-- Opening Marker --

PR #118, opened 2020-10-06
Use nil for config dataset when empty

MikeGoldsmith:
An empty dataset can cause issues and should default to `nil`.

### DIFF
--- a/lib/honeycomb/configuration.rb
+++ b/lib/honeycomb/configuration.rb
@@ -6,9 +6,10 @@ module Honeycomb
   # Used to configure the Honeycomb client
   class Configuration
     attr_accessor :write_key,
-                  :dataset,
                   :api_host,
                   :debug
+
+    attr_reader :dataset
 
     attr_writer :service_name, :client, :host_name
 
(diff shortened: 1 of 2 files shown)


irvingpop (approved):
Thanks for the quick turnaround Mike!!

paulosman:
LGTM - but do we know why a number of tests are now failing?

irvingpop:
Ah yeah looks like all the aws3 tests are failing

martin308 (changes requested):
We probably need to add a lot more tests for dataset being nil in various places, I think most of the tests provide an actual dataset right now

martin308:
@paulosman looks like a breaking change in a minor version bump of the aws dynamo gem

MikeGoldsmith:
Thanks for fixing the AWS dynamo tests in #119.

I can add more testing around having a nil dataset. @martin308 can you give any advice on where to focus?

paulosman:
When building a URI with a `nil` dataset, I think libhoney will still interpolate it as an empty string.

MikeGoldsmith:
Closing in favour of https://github.com/honeycombio/libhoney-rb/pull/67

PR #123, opened 2020-11-07
Move Middleware to be before ActionDispatch::ShowExceptions

lirossarvet:
This all came out of a very long conversation in the Honeycomb Pollinators slack. A user with a fresh Rails app seemed to be getting `response.status_code` set to `nil` on any errors in production. In local development it seemed to work, though this confusion went back and forth. We went back and forth setting a lot of config options, and eventually realized that unhandled exceptions were making it to the `Honeycomb::Rack::Middleware`. These would hit at the [`app.call`](https://github.com/honeycombio/beeline-ruby/blob/main/lib/honeycomb/integrations/rack.rb#L50) section and invoke the [`Honeycomb::Client#start_span`'s rescue block](https://github.com/honeycombio/beeline-ruby/blob/main/lib/honeycomb/client.rb#L71), set `error` and `error_detail`, and bypass the status code setting. 

The reason for this eventually turns out that [`ActionDispatch::ShowExceptions`](https://github.com/rails/rails/blob/master/actionpack/lib/action_dispatch/middleware/show_exceptions.rb#L35), so long as `config.action_dispatch.show_exceptions` is either set to `true` or `nil` (which it is by default in all environments except `test`), then it sets the rack app response to be the error code and body. Similarly _in `development` only_, [`ActionDispatch::DebugExceptions`](https://github.com/rails/rails/blob/master/actionpack/lib/action_dispatch/middleware/debug_exceptions.rb#L60) (technically anywhere that sets `config.action_dispatch.consider_all_requests_local = true`, but by default that's only `development`), will also rescue errors and render a fancy page. If that config is set to `false`, however, as it is in production, the error is just re-raised.

By placing Honeycomb _below_ `ShowExceptions` in the stack, the only default chance we have of rescuing errors and rendering an error response is `DebugExceptions`. That middleware, however, only does so for "local" requests (e.g., in development), and does nothing in production except log an error and re-raise. Placing the Honeycomb Middleware _above_ `ShowExceptions`, though, allows the error response to be set and Honeycomb to accurately send along the status code.

This issue can be replicated in at least the `rails52` example in this repo:

1. Configure the `honeycomb.rb` write key
2. I like to edit the `BeesController#index` to be something like `Bee.cant_beelieve_this_method`
3. `bundle exec rails s`
4. Visit localhost:3000/bees a few times then look at honeycomb, grouping by `response.status_code`. They should all be set to 500. The page visited from the rails server should be the giant orange Rails error stack trace page.
5. Set `config.consider_all_requests_local` to `false` in `development.rb` then restart the server.
6. Visit localhost:3000/bees a few times then check Honeycomb, grouping by `response.status_code`. The will all be blank; the error page should be the "Something went wrong..." rails default page.

You can repeat the above with this patch and in _both_ cases you will get a `response.status_code` appropriately set.


lirossarvet:
Note that it was called out on https://github.com/honeycombio/beeline-ruby/pull/49 that perhaps this middleware should be after `Rails::Rack::Logger` which would've also avoided this. Given we already rely on `ShowExceptions` for the middleware placement, swapping `insert_after` for `insert_before` feels safe and backwards compatible for existing applications.

JustinC474:
👋 I am the aforementioned confused user 😉

Just wanted to voice a +1 for this PR. Currently, as @lirossarvet pointed out, on a standard Rails app you have 2 types of behavior for `http_request`s.

1. Everything is OK - the span has a `status_code`
2. There is an error - the span has no `status_code` but has a `error` and `error_detail`

(2) can span for 4xx and 5xx errors.

This change will align the behavior such that every `http_request` has a `status_code` on the span.

A side effect of this is that the `error` and `error_detail` will no longer be present on the 4xx and 5xx spans. If people want to capture those, they will need to add additional middleware.

However, this makes the behavior consistent for all `http_request`s, which I believe makes for a better product and a better user experience.

+1 to this change 👍

martin308 (changes requested):
This makes sense to me! I'd love to be able to have a test with this as it looks like the Railtie insertion of the middleware is a bit of a gap in the testing right now. Perhaps we could make the actual insertion of the middleware be a class method on `Honeycomb::Railtie` and then we could call that class method in `rails_spec.rb` instead of manually inserting the middleware. Does that sound ok?

lirossarvet:
Heh, I was afraid you'd say that. I'm going to try to test the Railtie specifically by defining it like so:

```ruby
module Honeycomb
  # Automatically capture rack requests and create a trace
  class Railtie < ::Rails::Railtie
    def self.insert_honeycomb_middleware(app)
      if Honeycomb.client
        app.config.middleware.insert_before(
          ActionDispatch::ShowExceptions,
          Honeycomb::Rails::Middleware,
          client: Honeycomb.client,
        )
      end
    end

    initializer("honeycomb.install_middleware",
                after: :load_config_initializers) do |app|
      self.class.insert_honeycomb_middleware(app)
    end
  end
end
```
then passing in a Rails application created _after_ the `require` runs.

I've never tested a Railtie directly, so please let me know if you think this scenario is misguided.

martin308:
Yeh I think that is along the right track, I was thinking more like this so we can pass the app and the client in which would allow the `rails_spec` test to more easily call it

```ruby
module Honeycomb
  # Automatically capture rack requests and create a trace
  class Railtie < ::Rails::Railtie
    initializer("honeycomb.install_middleware",
                after: :load_config_initializers) do |app|
      if Honeycomb.client
        self.class.insert_middleware(app: app, client: Honeycomb.client)
      end
    end

    def self.insert_middleware(app:, client:)
      app.config.middleware.insert_before(
        ActionDispatch::ShowExceptions,
        Honeycomb::Rails::Middleware,
        client: client,
      )
    end
  end
end
```

martin308:
Then replace this https://github.com/honeycombio/beeline-ruby/blob/main/spec/honeycomb/integrations/rails_spec.rb#L44-L48 with the call to the new class method

lirossarvet:
@martin308 ah yeah, that totally works. I pushed up a commit that addresses that; I initially hadn't thought of using the Railtie method to do that in the rails spec so thanks for the guidance!

martin308:
@lirossarvet no worries! Thanks for adding the changes. 

I have one more suggestion that I just thought of. Adding a test to the `rails_spec` file that has an error in the controller. This would involve adding an additional action to the controller in that file that just did a `raise` and then duplicating `describe "a standard request"` to call the error action. The shared examples in there should cover checking for the status code

Let me know if you want to take that one or I can push the change to your branch if not?

lirossarvet:
@martin308 Got it!

Let me know if you want to rebase this so you can merge in as a single commit or if you all have your own process for that. 

For fun, I also made sure that changing the ordering to match the Railtie in the `rails_spec.rb` file caused them to fail in `main` branch and they did and they pass now, so that feels good. Thanks for pushing for that test; I think that'll be good :)

martin308 (approved):
Perfect! We do a squash merge so this is all good

robbkidd:
In considering a release containing this change, do y'all think the disappearance of the `error` and `error_detail` fields on `http_request` spans is backwards-breaking?

PR #125, opened 2020-12-01
Support HTTP Accept-Encoding header

irvingreid:
This is helpful when trying to diagnose confusion over whether HTTP responses should be compressed.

-- Closing Marker --

■ **PROBLEM TO WORK ON**:
Give back all of the data exactly, with every line intact.

■ **TASK OUTPUT**:
PR #118, opened 2020-10-06
Use nil for config dataset when empty

MikeGoldsmith:
An empty dataset can cause issues and should default to `nil`.

### DIFF
--- a/lib/honeycomb/configuration.rb
+++ b/lib/honeycomb/configuration.rb
@@ -6,9 +6,10 @@ module Honeycomb
   # Used to configure the Honeycomb client
   class Configuration
     attr_accessor :write_key,
-                  :dataset,
                   :api_host,
                   :debug
+
+    attr_reader :dataset
 
     attr_writer :service_name, :client, :host_name
 
(diff shortened: 1 of 2 files shown)


irvingpop (approved):
Thanks for the quick turnaround Mike!!

paulosman:
LGTM - but do we know why a number of tests are now failing?

irvingpop:
Ah yeah looks like all the aws3 tests are failing

martin308 (changes requested):
We probably need to add a lot more tests for dataset being nil in various places, I think most of the tests provide an actual dataset right now

martin308:
@paulosman looks like a breaking change in a minor version bump of the aws dynamo gem

MikeGoldsmith:
Thanks for fixing the AWS dynamo tests in #119.

I can add more testing around having a nil dataset. @martin308 can you give any advice on where to focus?

paulosman:
When building a URI with a `nil` dataset, I think libhoney will still interpolate it as an empty string.

MikeGoldsmith:
Closing in favour of https://github.com/honeycombio/libhoney-rb/pull/67

PR #123, opened 2020-11-07
Move Middleware to be before ActionDispatch::ShowExceptions

lirossarvet:
This all came out of a very long conversation in the Honeycomb Pollinators slack. A user with a fresh Rails app seemed to be getting `response.status_code` set to `nil` on any errors in production. In local development it seemed to work, though this confusion went back and forth. We went back and forth setting a lot of config options, and eventually realized that unhandled exceptions were making it to the `Honeycomb::Rack::Middleware`. These would hit at the [`app.call`](https://github.com/honeycombio/beeline-ruby/blob/main/lib/honeycomb/integrations/rack.rb#L50) section and invoke the [`Honeycomb::Client#start_span`'s rescue block](https://github.com/honeycombio/beeline-ruby/blob/main/lib/honeycomb/client.rb#L71), set `error` and `error_detail`, and bypass the status code setting. 

The reason for this eventually turns out that [`ActionDispatch::ShowExceptions`](https://github.com/rails/rails/blob/master/actionpack/lib/action_dispatch/middleware/show_exceptions.rb#L35), so long as `config.action_dispatch.show_exceptions` is either set to `true` or `nil` (which it is by default in all environments except `test`), then it sets the rack app response to be the error code and body. Similarly _in `development` only_, [`ActionDispatch::DebugExceptions`](https://github.com/rails/rails/blob/master/actionpack/lib/action_dispatch/middleware/debug_exceptions.rb#L60) (technically anywhere that sets `config.action_dispatch.consider_all_requests_local = true`, but by default that's only `development`), will also rescue errors and render a fancy page. If that config is set to `false`, however, as it is in production, the error is just re-raised.

By placing Honeycomb _below_ `ShowExceptions` in the stack, the only default chance we have of rescuing errors and rendering an error response is `DebugExceptions`. That middleware, however, only does so for "local" requests (e.g., in development), and does nothing in production except log an error and re-raise. Placing the Honeycomb Middleware _above_ `ShowExceptions`, though, allows the error response to be set and Honeycomb to accurately send along the status code.

This issue can be replicated in at least the `rails52` example in this repo:

1. Configure the `honeycomb.rb` write key
2. I like to edit the `BeesController#index` to be something like `Bee.cant_beelieve_this_method`
3. `bundle exec rails s`
4. Visit localhost:3000/bees a few times then look at honeycomb, grouping by `response.status_code`. They should all be set to 500. The page visited from the rails server should be the giant orange Rails error stack trace page.
5. Set `config.consider_all_requests_local` to `false` in `development.rb` then restart the server.
6. Visit localhost:3000/bees a few times then check Honeycomb, grouping by `response.status_code`. The will all be blank; the error page should be the "Something went wrong..." rails default page.

You can repeat the above with this patch and in _both_ cases you will get a `response.status_code` appropriately set.


lirossarvet:
Note that it was called out on https://github.com/honeycombio/beeline-ruby/pull/49 that perhaps this middleware should be after `Rails::Rack::Logger` which would've also avoided this. Given we already rely on `ShowExceptions` for the middleware placement, swapping `insert_after` for `insert_before` feels safe and backwards compatible for existing applications.

JustinC474:
👋 I am the aforementioned confused user 😉

Just wanted to voice a +1 for this PR. Currently, as @lirossarvet pointed out, on a standard Rails app you have 2 types of behavior for `http_request`s.

1. Everything is OK - the span has a `status_code`
2. There is an error - the span has no `status_code` but has a `error` and `error_detail`

(2) can span for 4xx and 5xx errors.

This change will align the behavior such that every `http_request` has a `status_code` on the span.

A side effect of this is that the `error` and `error_detail` will no longer be present on the 4xx and 5xx spans. If people want to capture those, they will need to add additional middleware.

However, this makes the behavior consistent for all `http_request`s, which I believe makes for a better product and a better user experience.

+1 to this change 👍

martin308 (changes requested):
This makes sense to me! I'd love to be able to have a test with this as it looks like the Railtie insertion of the middleware is a bit of a gap in the testing right now. Perhaps we could make the actual insertion of the middleware be a class method on `Honeycomb::Railtie` and then we could call that class method in `rails_spec.rb` instead of manually inserting the middleware. Does that sound ok?

lirossarvet:
Heh, I was afraid you'd say that. I'm going to try to test the Railtie specifically by defining it like so:

```ruby
module Honeycomb
  # Automatically capture rack requests and create a trace
  class Railtie < ::Rails::Railtie
    def self.insert_honeycomb_middleware(app)
      if Honeycomb.client
        app.config.middleware.insert_before(
          ActionDispatch::ShowExceptions,
          Honeycomb::Rails::Middleware,
          client: Honeycomb.client,
        )
      end
    end

    initializer("honeycomb.install_middleware",
                after: :load_config_initializers) do |app|
      self.class.insert_honeycomb_middleware(app)
    end
  end
end
```
then passing in a Rails application created _after_ the `require` runs.

I've never tested a Railtie directly, so please let me know if you think this scenario is misguided.

martin308:
Yeh I think that is along the right track, I was thinking more like this so we can pass the app and the client in which would allow the `rails_spec` test to more easily call it

```ruby
module Honeycomb
  # Automatically capture rack requests and create a trace
  class Railtie < ::Rails::Railtie
    initializer("honeycomb.install_middleware",
                after: :load_config_initializers) do |app|
      if Honeycomb.client
        self.class.insert_middleware(app: app, client: Honeycomb.client)
      end
    end

    def self.insert_middleware(app:, client:)
      app.config.middleware.insert_before(
        ActionDispatch::ShowExceptions,
        Honeycomb::Rails::Middleware,
        client: client,
      )
    end
  end
end
```

martin308:
Then replace this https://github.com/honeycombio/beeline-ruby/blob/main/spec/honeycomb/integrations/rails_spec.rb#L44-L48 with the call to the new class method

lirossarvet:
@martin308 ah yeah, that totally works. I pushed up a commit that addresses that; I initially hadn't thought of using the Railtie method to do that in the rails spec so thanks for the guidance!

martin308:
@lirossarvet no worries! Thanks for adding the changes. 

I have one more suggestion that I just thought of. Adding a test to the `rails_spec` file that has an error in the controller. This would involve adding an additional action to the controller in that file that just did a `raise` and then duplicating `describe "a standard request"` to call the error action. The shared examples in there should cover checking for the status code

Let me know if you want to take that one or I can push the change to your branch if not?

lirossarvet:
@martin308 Got it!

Let me know if you want to rebase this so you can merge in as a single commit or if you all have your own process for that. 

For fun, I also made sure that changing the ordering to match the Railtie in the `rails_spec.rb` file caused them to fail in `main` branch and they did and they pass now, so that feels good. Thanks for pushing for that test; I think that'll be good :)

martin308 (approved):
Perfect! We do a squash merge so this is all good

robbkidd:
In considering a release containing this change, do y'all think the disappearance of the `error` and `error_detail` fields on `http_request` spans is backwards-breaking?

PR #125, opened 2020-12-01
Support HTTP Accept-Encoding header

irvingreid:
This is helpful when trying to diagnose confusion over whether HTTP responses should be compressed.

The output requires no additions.